Exercise
From the entries below, pull out each line where "salt" appears.

Records from a data source
BEGIN

PR #83, opened 2021-08-30
switch to ubuntu-20.04 for tests to fix salt build

yeoldegrove:
- switch to ubuntu-20.04 for tests to fix salt build
- use python modules based on python version
- use opensuse/salt branch based on python version


yeoldegrove:
@arbulu89 Please approve the workflow.

arbulu89 (approved):
Nice!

END

Answer to the exercise
switch to ubuntu-20.04 for tests to fix salt build
- switch to ubuntu-20.04 for tests to fix salt build
- use opensuse/salt branch based on python version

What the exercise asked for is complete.